## YOUR ASSIGNMENT
Somewhere below, one line contains "Godin: @marchof not sure" and a later line contains "Godin: @marchof oops". Output those two lines and everything between them exactly, and nothing else.

## SUPPLIED DATA
PR #434, opened 2016-07-26
Fix instrumentation to not violate Java Virtual Machine Specification regarding initialization of final fields

Godin:
Currently `FieldProbeArrayStrategy` creates `static final` field `$jacocoData`, value for which is set by bytecode instruction `putstatic` in method `$jacocoInit`, but according to [JVMS](https://docs.oracle.com/javase/specs/jvms/se7/html/jvms-6.html#jvms-6.5.putstatic):

>  if the field is final the instruction must occur in the \<clinit\> method of the current class. Otherwise, an IllegalAccessError is thrown.

Starting with OpenJDK 9 EA b127 this condition is checked for class files with version `>=53` - http://hg.openjdk.java.net/jdk9/jdk9/hotspot/rev/c558d46c1af2#l11.76 Unfortunately we compile classes into 52 even with JDK 9, because maven-shade-plugin can't handle 53, and that's why we don't get failure in core validation tests, but later in integration tests for Ant on one of JDK classes:
```
Exception in thread "main" java.lang.IllegalAccessError: Update to static final field java.sql.Timestamp.$jacocoData attempted from a different method (java.sql.Timestamp) than the initializer method <clinit> 
    at java.sql.Timestamp.$jacocoInit(java.sql@9-ea/Timestamp.java)
    at java.sql.Timestamp.<clinit>(java.sql@9-ea/Timestamp.java)
    at org.jacoco.ant.TestTarget.main(TestTarget.java:36)
```

There is also a report in our mailing list - https://groups.google.com/d/msg/jacoco/jHw39ZUjUNY/L-gHeMeBBQAJ

See https://bugs.openjdk.java.net/browse/JDK-8157181 which is associated with this check and which also states:
> Methods that do not satisfy condition violate the assumptions of the compilers. Compiling such methods results in different behavior of compiled and interpreted code.

and which discusses removal of dependency on class file version.

Also might be that this check will be backported - see linked tickets, e.g. https://bugs.openjdk.java.net/browse/JDK-8161989

So that we should try to find a way to compile classes (or at least test targets) into bytecode version 53 ( #411 ).

In any case - field must not be `final`. But unfortunately this will make `FieldProbeArrayStrategy` unusable for interfaces with methods, because [JVMS](https://docs.oracle.com/javase/specs/jvms/se8/html/jvms-4.html#jvms-4.5-200-A.3) states that

> Fields of interfaces must have their ACC_PUBLIC, ACC_STATIC, and ACC_FINAL flags set


bjkail:
For interfaces, can we do similar to FieldProbeArrayStrategy except generate clinit (ala your commit 8ebd1d1) but just don't PUTSTATIC in $jacocoInit?  i.e., if a static method is somehow called before the PUTSTATIC in clinit (somehow? in case something like [Marc's BadCycles](https://groups.google.com/d/msg/jacoco-dev/TsUt2DjZ8Hk/Uz3c5vdiFgAJ) is possible?), then we fetch using the slow runtime indirection.

Godin:
@bjkail that's exactly what I was prototyping here = clinit + slow path, and there is no more `$jacocoinit` for interfaces, unless I overlooked something (we definitely should compile test classes into bytecode version 53). btw, seems that I managed to create an example similar to BadCycles, but with interfaces.

Godin:
@bjkail I was wrong about the example.

Godin:
@marchof while this request is not yet ready for code review and merge, because requires some cleanup and polishing of code, could you please have a look on idea in general to be sure that we are on a good track here and something wasn't overlooked by me? For example - maybe you know an example of "bad cycles" with interfaces?

I personally don't see other alternatives, not counting idea of "companion classes", which is anyway not ready for prime time, while this one looks quite good and really close to finalization.

Godin:
@marchof IMO now this PR completely ready to be merged, so could you please review?

bjkail:
FWIW, the core changes look good to me.

Godin:
@bjkail if my understanding of "FWIW" is correct, then - be sure your opinion matters! :wink: @marchof is probably just a bit busy being at JCrete :laughing:

marchof:
Tried to create a cyclic initialization example for interfaces. Results in a JVM crash: https://gist.github.com/marchof/c0ac04a2abb4b163bf410e8018a72cb7

Will report to OpenJDK.

bjkail:
@Godin I assume that once OpenJDK fixes the bug that marchof found that the behavior for cyclic initialization of interfaces will have the same behavior as classes, so I guess it's best to add the slow path logic.

Godin:
@marchof you can also mention that this crashes on the latest JDK 9 EA b131.

@bjkail probably yes.

marchof:
@Godin Unfortunatelly OpenJDK-Bugs are "write once". Internal ID is JI-9042792.

Godin:
@marchof let me send an email ;)

Godin:
As per comments in https://bugs.openjdk.java.net/browse/JDK-8163969 - crash is a regression introduced in 8u40. So @marchof you can try such example on 8u33 for example, I quickly tried and it seems to work fine with strategy implemented here. So I'm still not convinced that we'll need slow path 😉

Godin:
Elaborating a bit more: when I thought about "bad cycles" previously (if my memory is correct), then "bad cycles" for classes are possible, because they can have constructor, but not possible for interfaces, because they can't.

bjkail:
@Godin The "bad cycle" happens when a method can be invoked before clinit.  If I add a clinit to JvmCrash.Target, it appears someMethod is invoked before the clinit runs, so it seems like the same issue would occur for the InterfaceFieldProbeArrayStrategy clinit?
```
/**
 * This snippet crashes with
 *   - Java(TM) SE Runtime Environment (8.0_101-b13) (build 1.8.0_101-b13)
 */
public class JvmCrash {

        interface Base {
                static final Object CONST = new Target(){}.someMethod();

                default void important() {
                        // Super interfaces with default methods get initialized (JLS 12.4.1)
                }
        }

        interface Target extends Base {
                static final Object CONST2 = new Object();
                default Object someMethod() {
                        new Throwable(String.valueOf(CONST2)).printStackTrace();
                        return null;
                }
        }

                new Target() {}.someMethod();
        }

}
```

Godin:
@bjkail Probably I'm too tired and a bit rushed. Even without addition of `CONST2` [bad-interface-cycle.zip](https://github.com/jacoco/jacoco/files/416084/bad-interface-cycle.zip)  runs fine without JaCoCo on JDK8u25 and fails with NPE with JaCoCo version from this PR. Most likely I made a mistake when tried to add it to core test cases.

Probability to face such case seems low since crash went thru multiple JDK updates. But as now we have test case, I'm fine to re-add slow path as there is no other options. However not sure how to add test case itself since it crashes.

bjkail:
@Godin I did think the ATHROW in JvmCrash should insert a probe, which should cause an NPE with this PR, but I didn't have an environment set up to prove it :-).

For white-box testing, perhaps create a specialized ClassVisitor/ClassWriter that returns a no-op MethodVisitor for visitMethod("<clinit>") so that the clinit is never actually inserted for the bad_cycles test?  For black-box testing, perhaps parse the JVM vendor/version and whitelist the known good versions (i.e., prior to b40 and update later to allow the versions with the fix), and you could fallback to the white-box approach otherwise.

The non-interface version of the bad_cycles test added in this PR is good to have, but I think it should be moved to another test class that uses FieldProbeArrayStrategy instead.

Godin:
@bjkail Even without `ATHROW` there should be a probe.

But there is something fishy, what makes me crazy right now, which maybe explains why at first I believed that do have an example of "bad cycles" with interfaces and then not - with current implementation on the same [bad-interface-cycle.zip](https://github.com/jacoco/jacoco/files/416084/bad-interface-cycle.zip) :
- 1.8.0_25-b17 - NPE
- 1.8.0_45-b14 - **no** NPE
- 1.8.0_102-b14 - **no** NPE

Godin:
Maybe that reason is the same as for crash... don't think I'm ready for bisection of JDK forest today  😪

Godin:
Both crash and disappearance of NPE are consequences of [JDK-8043275](https://bugs.openjdk.java.net/browse/JDK-8043275) - 
[bisect-log.txt](https://github.com/jacoco/jacoco/files/416708/bisect-log.txt)

Godin:
And here is an example of "bad cycle" with interfaces, which provokes NPE with current implementation of this PR on 1.8.0_25-b17 - 1.8.0_102-b14 :
```java
public class BadInterfaceCycle {

  interface Base {
    static final Object CONST = new Child() {
      {
        System.out.println("base clinit");
      }
    }.childDefaultMethod();

    default void baseDefaultMethod() {
    }
  }

  interface Child extends Base {
    static final Object C = new Object() {
      {
        System.out.println("child clinit");
      }
    };

    static void childStaticMethod() {
      System.out.println("child static method");
    }

    default Object childDefaultMethod() {
      System.out.println("child default method");
      return null;
    }
  }

    Child.childStaticMethod();
  }

}
```
and prints:
```
base clinit
child default method
child clinit
child static method
```

Godin:
:laughing: 9-ea+131 prints:
```
child clinit
child static method
```

Godin:
Reported as JI-9042842

Godin:
"slow path" implemented, so @marchof could you please review?

bjkail:
InstrumentingLoader uses 4-space indentation rather than tabs.  Otherwise, looks good to me.

Godin:
@bjkail reformatted `InstrumentingLoader`, thx.

marchof:
@Godin Thanks a lot for figuring all this out and finally resolving it! And sorry for my silence. I just started working through the change set and will drop some comments at the corresponding places.

org.jacoco.core/src/org/jacoco/core/internal/instr/InstrSupport.java
```diff
@@ -71,6 +94,60 @@ private InstrSupport() {
 			| Opcodes.ACC_PRIVATE | Opcodes.ACC_STATIC;
 
 	/**
+	 * Name of the interface initialization method.
+	 *
+	 * According to Java Virtual Machine Specification <a href=
+	 * "https://docs.oracle.com/javase/specs/jvms/se8/html/jvms-2.html#jvms-2.9-200"
```
marchof: ">" missing here (the whole quote becomes rendered as a link)

org.jacoco.core/src/org/jacoco/core/internal/instr/ProbeInserter.java
```diff
@@ -46,9 +47,10 @@
 	 *            callback to create the code that retrieves the reference to
 	 *            the probe array
 	 */
-	ProbeInserter(final int access, final String desc, final MethodVisitor mv,
+	ProbeInserter(final int access, final String name, final String desc, final MethodVisitor mv,
```
marchof: For consistency we should also add JavaDoc for name parameter and document clinit member.

org.jacoco.core/src/org/jacoco/core/internal/instr/InterfaceFieldProbeArrayStrategy.java
```diff
@@ -0,0 +1,154 @@
...
+import org.jacoco.core.runtime.IExecutionDataAccessorGenerator;
+import org.objectweb.asm.ClassVisitor;
+import org.objectweb.asm.Label;
+import org.objectweb.asm.MethodVisitor;
+import org.objectweb.asm.Opcodes;
+
+/**
+ * This strategy for Java 8 interfaces adds a static method requesting the probe
+ * array from the runtime, a static field to hold the probe array and adds code
+ * for its initialization into class initialization method.
```
marchof: Now as InterfaceFieldProbeArrayStrategy became stateful I would add a hint about instance usage: "A implementation instance of this interface must only be used to process the type it has been created for and must only be used once."

org.jacoco.core/src/org/jacoco/core/internal/instr/InterfaceFieldProbeArrayStrategy.java
```diff
@@ -0,0 +1,154 @@
...
+					InstrSupport.INITMETHOD_NAME, InstrSupport.INITMETHOD_DESC,
+					true);
+			mv.visitVarInsn(Opcodes.ASTORE, variable);
+			return 1;
+		}
+	}
+
+	public void addMembers(final ClassVisitor cv, final int probeCount) {
+		createDataField(cv);
+		createGetMethod(cv, probeCount);
```
marchof: For consistency with other implementations shouldn't we name this `createInitMethod`, create method Name is `$jacocoInit`

org.jacoco.core.test/src-java8/org/jacoco/core/test/validation/targets/BadCycleInterface.java
```diff
@@ -0,0 +1,48 @@
...
+ *
+ *******************************************************************************/
+package org.jacoco.core.test.validation.targets;
+
+public class BadCycleInterface {
+
+	public interface Base {
+		static final Object BASE_CONST = new Child() {
+			{
+				System.out.println("base clinit"); // $line-1$
```
marchof: Personally I don't like tests which print to sys out. This are now the only places we have in our test base.

org.jacoco.core/src/org/jacoco/core/internal/instr/InterfaceFieldProbeArrayStrategy.java
Godin: @marchof `$jacocoInit` not always initializes field anymore, that's why I named creation method differently here, however seems that nowhere we state that it should do so - in documentation about implementation we state that it is used to initialize local variable with probe array. So indeed - why not rename.

org.jacoco.core.test/src-java8/org/jacoco/core/test/validation/targets/BadCycleInterface.java
Godin: @marchof output was quite useful here to understand behavior when executed manually, but indeed now can be removed or replaced.

org.jacoco.core/src/org/jacoco/core/internal/instr/ProbeCounter.java
```diff
@@ -30,7 +30,7 @@
 	@Override
 	public MethodProbesVisitor visitMethod(final int access, final String name,
 			final String desc, final String signature, final String[] exceptions) {
-		if (!"<clinit>".equals(name)) {
+		if (!InstrSupport.CLINIT_NAME.equals(name)) {
```
marchof: Oops, here we probably have an bug since we support Java 8: We should only count non abstract methods in interfaces:

    if (!InstrSupport.CLINIT_NAME.equals(name) && (access & Opcodes.ACC_ABSTRACT) == 0) {
        methods = true;
    }

Also we should clarify hasMethod Javadoc: `true` if the class has other non-abstract methods than a static initializer

org.jacoco.core/src/org/jacoco/core/internal/instr/InterfaceFieldProbeArrayStrategy.java
```diff
@@ -0,0 +1,154 @@
...
+		mv.visitLabel(alreadyInitialized);
+		mv.visitInsn(Opcodes.ARETURN);
+
+		mv.visitMaxs(Math.max(size, 2), 0); // Maximum local stack size is 2
+		mv.visitEnd();
+	}
+
+	private void createClinitMethod(final ClassVisitor cv,
+			final int probeCount) {
+		final MethodVisitor mv = cv.visitMethod(InstrSupport.INITMETHOD_ACC,
```
marchof: INITMETHOD_ACC works here, as the JVM ignores everything beside the ACC_STATIC flag. What about a separate CLINIT_ACC constant?

org.jacoco.core.test/src/org/jacoco/core/test/InstrumentingLoader.java
```diff
@@ -0,0 +1,75 @@
...
+import java.io.InputStream;
+
+import org.jacoco.core.data.ExecutionDataStore;
+import org.jacoco.core.data.SessionInfoStore;
+import org.jacoco.core.instr.Instrumenter;
+import org.jacoco.core.runtime.IRuntime;
+import org.jacoco.core.runtime.RuntimeData;
+import org.jacoco.core.runtime.SystemPropertiesRuntime;
+
+public final class InstrumentingLoader extends ClassLoader {
```
marchof: This is probably subject of a separate PR: Shouldn't we use this loader directly in `ValidationTestBase` and drop `ValidationTestBase`?

marchof:
@Godin Ok, review done from my side, none of my 8 comments is a blocker.

P.S: Can you please check whether you see 8 comments? I only see them in the "Files changed" page, not on "Conversation".

org.jacoco.core.test/src-java8/org/jacoco/core/test/validation/targets/BadCycleInterface.java
marchof: I can imagine. Just hear myself preaching: "Remove sys.out or replace with assertion" ;-)

org.jacoco.core/src/org/jacoco/core/internal/instr/InterfaceFieldProbeArrayStrategy.java
Godin: @marchof also thought about this

org.jacoco.core.test/src/org/jacoco/core/test/InstrumentingLoader.java
Godin: @marchof I suppose that you wanted to say "drop `BadCycleTestBase`". `ValidationTestBase` was quite hard to use in presence of multiple dependent classes, especially in presence of anonymous classes. And still hard to use, when multiple classes should be analyzed. Let's deal with this separately.

org.jacoco.core/src/org/jacoco/core/internal/instr/ProbeCounter.java
Godin: @marchof Both points are valid, however not a regression in this change as such. Also not so critical bug: previously and now - just addition of useless members.

org.jacoco.core/src/org/jacoco/core/internal/instr/InterfaceFieldProbeArrayStrategy.java
Godin: @marchof not sure I understand where you suggest to place this - in `IProbeArrayStrategy` or in concrete implementation ? In the second case

> of this interface

sounds weird.

> process the type it has been created for

is valid for all implementations of `IProbeArrayStrategy` except `NoneProbeArrayStrategy`, because they all receive `className` and `classId`, so that even if others are stateless, the all not reusable and not just stateful `InterfaceFieldProbeArrayStrategy`.

org.jacoco.core/src/org/jacoco/core/internal/instr/ProbeCounter.java
Godin: @marchof in fact this even doesn't lead to creation of members, because factory checks number of probes before number of methods.

org.jacoco.core.test/src/org/jacoco/core/test/InstrumentingLoader.java
Godin: @marchof ticket created - #440

org.jacoco.core/src/org/jacoco/core/internal/instr/InstrSupport.java
Godin: @marchof fixed

org.jacoco.core/src/org/jacoco/core/internal/instr/ProbeInserter.java
Godin: @marchof done

org.jacoco.core/src/org/jacoco/core/internal/instr/InterfaceFieldProbeArrayStrategy.java
Godin: @marchof note added into `ProbeArrayStrategyFactory`

org.jacoco.core/src/org/jacoco/core/internal/instr/InterfaceFieldProbeArrayStrategy.java
Godin: @marchof renamed

org.jacoco.core/src/org/jacoco/core/internal/instr/InterfaceFieldProbeArrayStrategy.java
Godin: @marchof added

Godin:
@marchof addressed all 8 comments in one way or another.

P.S. sometimes GitHub Web UI requires page reload and not just switching between tabs

org.jacoco.core/src/org/jacoco/core/internal/instr/ProbeCounter.java
Godin: @marchof oops - it does in case of clinit+abstract methods, so ticket created - #441

bjkail: @Godin If an interface has `<clinit>` but no default methods, then the class will have probes, so the current code will unnecessarily create a field, right?  I agree it's not a regression and could be fixed separately.

bjkail: Oops, web UI didn't reload as you said ;-).  The opened issue looks good to me.

Godin: @bjkail yup, already figure this out - https://github.com/jacoco/jacoco/pull/434#discussion_r74848553 :wink:

marchof:
@Godin Merged! Many thanks to @Godin and @bjkail for all the investigation which was possible to resolve this - even two JDK bugs were created for this ;-)

Good to know that in the meantime we have enough knowledge in the team to work on all tricky implementation details of JaCoCo::Core.

don-vip:
We use the new 0.7.8 snapshot in JOSM that includes this PR and can confirm it works! We have a few errors caused by java.lang.IncompatibleClassChangeError, I wonder if it's a Jacoco or a Groovy issue?

The stacktrace is 

    java.lang.IncompatibleClassChangeError: Method org.openstreetmap.josm.gui.mappaint.mapcss.Condition.createKeyCondition(Ljava/lang/String;ZLorg/openstreetmap/josm/gui/mappaint/mapcss/Condition$KeyMatchType;Lorg/openstreetmap/josm/gui/mappai
    	at org.openstreetmap.josm.gui.mappaint.mapcss.Condition$createKeyCondition.call(Unknown Source)
    	at org.codehaus.groovy.runtime.callsite.CallSiteArray.defaultCall(CallSiteArray.java:48)
    	at org.codehaus.groovy.runtime.callsite.AbstractCallSite.call(AbstractCallSite.java:113)
    	at org.codehaus.groovy.runtime.callsite.AbstractCallSite.call(AbstractCallSite.java:149)
    	at org.openstreetmap.josm.gui.mappaint.mapcss.KeyConditionTest.applies_1(KeyConditionTest.groovy:81)
    	at jdk.internal.reflect.NativeMethodAccessorImpl.invoke0(java.base@9-ea/Native Method)
    	at jdk.internal.reflect.NativeMethodAccessorImpl.invoke(java.base@9-ea/NativeMethodAccessorImpl.java:62)
    	at jdk.internal.reflect.DelegatingMethodAccessorImpl.invoke(java.base@9-ea/DelegatingMethodAccessorImpl.java:43)

See https://josm.openstreetmap.de/jenkins/job/Java-EarlyAccess-JOSM/jdk=JDK9/lastCompletedBuild/testReport/org.openstreetmap.josm.gui.mappaint.mapcss/KeyConditionTest/applies_1/

Godin:
@don-vip There is no traces of JaCoCo in the provided stack trace, while there are clearly traces of Groovy, so very likely it is caused by Groovy. If this happens even without JaCoCo, then for sure it is caused by Groovy.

## SOLUTION FOR THIS TASK
Godin: @marchof not sure I understand where you suggest to place this - in `IProbeArrayStrategy` or in concrete implementation ? In the second case

> of this interface

sounds weird.

> process the type it has been created for

is valid for all implementations of `IProbeArrayStrategy` except `NoneProbeArrayStrategy`, because they all receive `className` and `classId`, so that even if others are stateless, the all not reusable and not just stateful `InterfaceFieldProbeArrayStrategy`.

org.jacoco.core/src/org/jacoco/core/internal/instr/ProbeCounter.java
Godin: @marchof in fact this even doesn't lead to creation of members, because factory checks number of probes before number of methods.

org.jacoco.core.test/src/org/jacoco/core/test/InstrumentingLoader.java
Godin: @marchof ticket created - #440

org.jacoco.core/src/org/jacoco/core/internal/instr/InstrSupport.java
Godin: @marchof fixed

org.jacoco.core/src/org/jacoco/core/internal/instr/ProbeInserter.java
Godin: @marchof done

org.jacoco.core/src/org/jacoco/core/internal/instr/InterfaceFieldProbeArrayStrategy.java
Godin: @marchof note added into `ProbeArrayStrategyFactory`

org.jacoco.core/src/org/jacoco/core/internal/instr/InterfaceFieldProbeArrayStrategy.java
Godin: @marchof renamed

org.jacoco.core/src/org/jacoco/core/internal/instr/InterfaceFieldProbeArrayStrategy.java
Godin: @marchof added

Godin:
@marchof addressed all 8 comments in one way or another.

P.S. sometimes GitHub Web UI requires page reload and not just switching between tabs

org.jacoco.core/src/org/jacoco/core/internal/instr/ProbeCounter.java
Godin: @marchof oops - it does in case of clinit+abstract methods, so ticket created - #441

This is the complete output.